1967 Harold Wilson was on a damage limitation exercise, making reassuring noises about "the pound in your pocket", as he defended his decision to devalue the pound. The Prime Minister insisted it would tackle the "root cause" of Britain's economic problems. We would "break out from the straitjacket" of boom and bust economics.
But as our report of November 20 indicated, it was a tricky situation for Wilson and brought back unpleasant memories.
"Uncomfortably aware that two previous Socialist governments were wrecked by all that flowed from their failure to maintain parity of the pound, Mr Wilson and his senior colleagues have spent 48 hours of agonised preparation for the storm which will break about their heads this week. Nobody knows more about the consequences of devaluation on the Attlee government than the young President of the Board of Trade who sat next to Sir Stafford Cripps at the news conference at which it was announced in 1949.

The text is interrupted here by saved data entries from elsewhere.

PR #3915, opened 2020-09-15
Add CAVEATS.md file

vrurg:
Move all platform-specific notes into it.

### DIFF
--- a/CAVEATS.md
+++ b/CAVEATS.md
@@ -4,39 +4,39 @@
 
 ### Spectest requirements
 
-You need recent version of either Strawberry Perl or ActiveState Perl.
+You need a recent version of either Strawberry Perl or ActiveState Perl.
 
-If you are working with ActiveState Perl you need the Mingw gcc compiler.
+If you are working with ActiveState Perl you will need the Mingw gcc
+compiler.
 
-You need msys git installed and you need "\Program Files\Git\cmd" on your
-execution path and NOT "\Program Files\Git\bin".
+You need msys git installed and "\Program Files\Git\cmd" on your execution
+path and NOT "\Program Files\Git\bin".
 
-You need a win32 curl program.
+You will also need a win32 curl program.
 
 
 ## macOS
 
 ### Dynamic libraries
 
-If Rakudo is installed into $HOME directory (this is also the case when
-rakubrew <https://rakubrew.org/> is used) then some modules may fail to
-install due to missing dynamic libraries. This could be caused by a
-situation when the library is not provided by macOS system itself but
-installed using Homebrew or MacPorts package managers. In this case the
-library cannot be loaded by rakudo binary. This is a security precaution
-taken by modern versions of macOS. The precaution works by restricting the
-directories available for loading dynamic libraries from only to the
-system-predefined set and those where the application binary is actually
-located. For example, if "rakudo" binary is installed under "$HOME/raku/bin"
-then aside of the system-wide locations it can access libraries in
-"$HOME/raku/lib" only.
+If Rakudo is installed into the $HOME directory (this is also the case with
+rakubrew <https://rakubrew.org/>) then some modules may fail to install due
+to missing dynamic libraries. This could be caused by a situation in which
+the library is not provided by macOS system itself but installed using
+Homebrew or MacPorts package managers. In this case the library cannot be
+loaded by "rakudo" binary. This is a security precaution taken by modern
+versions of macOS. The precaution works by restricting the directories
+available for loading dynamic libraries only to the system-predefined set
+and those where the application binary is actually located. For example, if
+"rakudo" binary is installed under "$HOME/raku/bin" then aside of the
+system-wide locations it can access libraries in "$HOME/raku/lib" only.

"That young minister was Mr Harold Wilson who entered 10, Downing Street as Premier 15 years later with a firm pledge to defend the pound and to rid the Socialists of their grim record as the party of devaluation."
The government was lowering the exchange rate so the pound was worth $2.40, down from $2.80, a cut of just over 14 per cent. Wilson told his television audience: "It does not mean that the pound here in Britain, in your pocket or purse or in your bank, has been devalued." The move had been preceded by weeks of speculation and a day in which the Bank of England spent £200m trying to shore up the pound from its gold and dollar reserves. The government had inherited an £800m deficit from the Conservatives when elected three years earlier.
The Conservative leader Edward Heath went on television to accuse the Labour Government of failing to safeguard the value of the country's money. He said: "Having denied 20 times in 37 months that they would ever devalue the pound, they have devalued against all their own arguments."

Do you have memories of Harold Wilson's devaluation? Contact us at any of the addresses below.

Horror as blaze
hits Tube
1987 The main rush hour, including the dash for trains on the East Coast main line, was over for the day but King's Cross station was still thronged with people when a fire broke out in the Underground on the evening of November 18. The final total was 31 dead – the highest in an Underground accident since a crash at Moorgate station in 1975 killed 43.
The King's Cross blaze began in a machine room under a wooden escalator connecting the Piccadilly line with the mainline station, probably through a discarded match. Smoking on the Underground had been banned in 1985 after a fire at Oxford Circus station but smokers often lit cigarettes on the escalators on their way out. Many passengers were trapped underground. No-one was ever prosecuted – the Director of Public Prosecutions and the Railway Inspectorate decided there was no justification for charges.